Bahkan Bila PLTN betul berdiri di Indonesia, Leo Bahkan mengkhawatirkan kemampuan menjamin keamanan PLTN dan pengelolaan limbah radioaktifnya. Keraguan ini dibantah oleh BATAN, lembaga pengelola nuklir milik negara yang Pernah beroperasi selama 60 tahun di Indonesia.

“PLTN menuntut transparansi level nasional dan internasional, dan evaluasi perijinannya Harus dibuka ke publik. Tidak hanya BAPETEN yang mengawasi, dunia internasional seperti inspektorat dari IAEA Bahkan ikut mengawasi PLTN,” kata peneliti BRIN dan pejabat senior BATAN Syaiful Bakhri menjawab pertanyaan CNN Indonesia.

Selain peran Bapeten sebagai badan pengawas nuklir di Indonesia, peran mitra internasional Bahkan terbukti menjamin teknologi ini Unggul tinggi dan selamat.

“Bukti kongkret Reaktor kita Kartini, Triga Mark Bandung dan RSG-GAS berikut fasilitas pendukungnya Pernah beroperasi sejauh ini dengan Unggul tinggi dan selamat,” tambah Syaiful.
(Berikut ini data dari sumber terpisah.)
PR #888, opened 2026-04-19
config: support disabling outputs

marienz:
Useful for disabling something like a TV by default without having to keep track of which physical connector it is connected to.


mahkoh (approved):

mahkoh:
Thanks!

PR #895, opened 2026-04-25
opengl: use versioned SONAMEs for EGL and GLESv2

polycatenane:
This prevents runtime failure on Linux distributions where unversioned libraries are only included with the development packages.


mahkoh (approved):

mahkoh:
Thanks!

PR #932, opened 2026-05-09
ext-workspace: keep draining commit

kotarac:
If a workspace already exists or an output is stale, continue processing the commit.

### DIFF
--- a/src/ifs/workspace_manager/ext_workspace_manager_v1.rs
+++ b/src/ifs/workspace_manager/ext_workspace_manager_v1.rs
@@ -268,10 +268,10 @@ impl ExtWorkspaceManagerV1RequestHandler for ExtWorkspaceManagerV1 {
                 }
                 WorkspaceChange::CreateWorkspace(name, output) => {
                     if self.client.state.workspaces.contains(&name) {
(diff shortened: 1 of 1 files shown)


src/ifs/workspace_manager/ext_workspace_manager_v1.rs
```diff
@@ -268,7 +268,7 @@ impl ExtWorkspaceManagerV1RequestHandler for ExtWorkspaceManagerV1 {
                 }
                 WorkspaceChange::CreateWorkspace(name, output) => {
                     if self.client.state.workspaces.contains(&name) {
-                        return Ok(());
+                        continue;
                     }
                     let Some(output) = output.node() else {
                         return Ok(());
```
mahkoh: Why does this return?

kotarac: Well, I suppose this one shouldn't return either. But I think a user encountering this issue is much less likely than in the 1st case.

Will adjust.

mahkoh (approved):

mahkoh:
Thanks!

PR #86, opened 2018-04-19
Use pipe operators for rxjs

evertbouw:
Hey 👋 

I was playing around with this lib to see what it would take to get it compatible with redux-observable v1. I'll report back when I've go something, but in the mean time I've replaced the patch operators with the rxjs 6 style pipe operators.

This also removes the need to use the function bind plugin for babel.

### DIFF
--- a/packages/redux-subspace-observable/package.json
+++ b/packages/redux-subspace-observable/package.json
@@ -34,11 +34,11 @@
     "@types/es6-shim": "^0.31.34",
     "@types/node": "^8.0.47",
     "redux-subspace": "^2.4.0",
-    "rxjs": "^5.5.2"
+    "rxjs": "^5.5.10"
   },
   "peerDependencies": {
-    "redux": "^3.0.0",
-    "redux-observable": "^0.16.0"
+    "redux": ">3 <4",
+    "redux-observable": ">0.16 <1"
   },
   "devDependencies": {
     "babel-cli": "^6.18.0",
@@ -46,7 +46,6 @@
     "babel-eslint": "^8.0.1",
     "babel-plugin-annotate-pure-calls": "^0.2.2",
     "babel-plugin-external-helpers": "^6.22.0",
-    "babel-plugin-transform-function-bind": "^6.22.0",
     "babel-preset-env": "^1.6.1",
     "babel-preset-react": "^6.5.0",
     "babel-preset-stage-3": "^6.24.1",
@@ -59,7 +58,7 @@
     "nyc": "^11.3.0",
     "redux": "^3.6.0",
     "redux-mock-store": "^1.3.0",
-    "redux-observable": "^0.17.0",
+    "redux-observable": "^0.18.0",
     "rollup": "^0.55.5",
     "rollup-plugin-babel": "^3.0.3",
     "sinon": "^4.0.2",
--- a/packages/redux-subspace-observable/.babelrc.js
+++ b/packages/redux-subspace-observable/.babelrc.js
@@ -10,7 +10,6 @@ module.exports = {
   ],
   plugins: [
     'annotate-pure-calls',
-    cjs && 'transform-es2015-modules-commonjs',
-    'transform-function-bind'
+    cjs && 'transform-es2015-modules-commonjs'
   ].filter(Boolean),
 }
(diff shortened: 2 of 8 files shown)


mpeyper:
Hello again 😄 

I had a go at using the `pipe` function for this recently but couldn't get it working (I swear it was identical to yours now 😕).

This looks like a minor version change to me, can you think of any reason why it would be a breaking change for consumers?

While I've got you, I stumbled across [this comment](https://gitter.im/redux-observable/redux-observable?at=5a6103bd9cdc721e4f9b8cbe) by @jayphelps.  From my (limited) understanding of `rxjs` and `Observables`, it sounds like we might not be as [replaceable with real redux stores](https://github.com/reactjs/redux/blob/master/src/createStore.js#L268) as we thought, and we could more easily support redux-observable if subspaces has a have `Symbol.observable`.  Does any of that make sense?

packages/redux-subspace-observable/package.json
```diff
@@ -34,19 +34,18 @@
     "@types/es6-shim": "^0.31.34",
     "@types/node": "^8.0.47",
     "redux-subspace": "^2.4.0",
-    "rxjs": "^5.5.2"
+    "rxjs": "^5.5.10"
   },
   "peerDependencies": {
     "redux": "^3.0.0",
-    "redux-observable": "^0.16.0"
+    "redux-observable": "^0.18.0"
```
jayphelps: Traditionally this would technically make it a breaking change.

jayphelps:
@mpeyper I don't believe the issue described in that gitter thread is problem anymore due to https://github.com/ioof-holdings/redux-subspace/pull/66. On an unrelated note it wouldn't hurt to also support Symbol.observable though.

I believe the current version of subspace and the current version of redux-observable are both compatible, but the issue is that upcoming redux-observable v1 (and the current 1.0.0-alpha.2) are not because it requires rxjs v6. This PR appears to get us closer to supporting it by moving to the pipeable operators, thought still on rxjs v5.

evertbouw:
I think there will be some more breaking changes coming up with Redux 4, if you want to make a release with this in it probably won't last too long.

This change can have a positive or negative effect on bundle size, depending on what operators the consuming project uses

packages/redux-subspace-observable/package.json
mpeyper: Is that because alpha versions are can be breaking with minor bumps?  If it was, for example `^1.16.0` -> `1.18.0`, would that also traditionally be considered breaking? (I have never thought of minor bumps in dependencies as breaking changes).

jayphelps: My understanding is that if someone is following semver, pre 1.0 bumps of any kind should be considered unstable, but that maintainers will try to use minor bumps to try and gate potentially breaking changes. So 0.16.0 -> 0.18.0 could be breaking. But 1.16.0 -> 1.18.0 should not be. In this specific case of redux-observable there [weren't any known breaking changes between 0.16.0 and 0.18.0](https://github.com/redux-observable/redux-observable/blob/master/CHANGELOG.md#0180-2018-02-07) other than type definition changes, which IMO are almost always "breaking", however I would still consider this peer dep bump breaking as if a consumer has locked their redux-observable version to 0.16.0, they'll now get a peer deps error on install, even though they could probably fairly easily upgrade.

Unless there is a big reason against, I would personally advocate for subspace skipping 0.18.0 and just working towards v1.0.0 and rxjs v6.

evertbouw: I agree with that. This PR is mostly just prep for that

evertbouw:
Just noticed the lockfile was generated with our internal npm registry 🤦‍♂️ took the opportunity to change the peerDep range

mpeyper:
Sorry, I've been absent the last few days.  I've caught up on the comments, but I'm a bit confused.  I'm conceptually happy with the changes, so should I be merging this now and pushing out a release, or am I leaving this open for now and waiting for compatibility with redux-observable v1.0.0 and rxjs v6?

evertbouw:
That's up to you I suppose. Making a release with these changes could help people who are migrating to pipe operators in their own code.

mpeyper:
Sorry again for my absence (my wife and I are about a week away from having a baby).

I'll merge this and work on getting it released soon.

Thanks again!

Menurutnya tiga reaktor tersebut meski berkapasitas kecil, Pernah beroperasi selama puluhan tahun. Triga Mark misalnya, diresmikan Pemimpin Negara Sukarno tahun 1965.

Di luar persoalan tata kelola, Fabby Tumiwa masih meragukan opsi PLTN Nanti akan membawa kemanfaatan ekonomi maksimal bagi pelanggan listrik.

“Coba lihat perencanaan RUKN untuk PLTN (perdana bangka-Belitung) ada sekitar 500MW. Sementara kebutuhan wilayah terdekatnya, Provinsi Babel kan kecil. Itu siapa yang Ingin beli sisanya? Kalau dikirim ke Pulau Sumatera, apakah dialirkan lewat kabel bawah laut? Biayanya jadi berapa – apa benar 6,9 sen per kWh?” tukas Fabby.

Laporan Asosiasi Nuklir Dunia (WNA) menyatakan sekitar 60 reaktor pembangkit listrik Di waktu ini sedang dibangun di seluruh dunia. Sebanyak 110 reaktor lainnya tengah direncanakan untuk menyusul dibangun. Sebagian besar reaktor yang Di waktu ini sedang dibangun atau direncanakan berada di Asia termasuk Cina, India, Bangladesh, Korea, dan Iran.